PR #5362, opened 2023-05-04
fix: broken big number chart

rephus:
Closes: #5357

### Description:
 

Fix big number chart when `resultsData?.rows?.[0]?.[selectedField]` is undefined.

— Exercise brief —
Exact reproduction of the listing above is required.

— Solved exercise —
PR #5362, opened 2023-05-04
fix: broken big number chart

rephus:
Closes: #5357

### Description:
 

Fix big number chart when `resultsData?.rows?.[0]?.[selectedField]` is undefined.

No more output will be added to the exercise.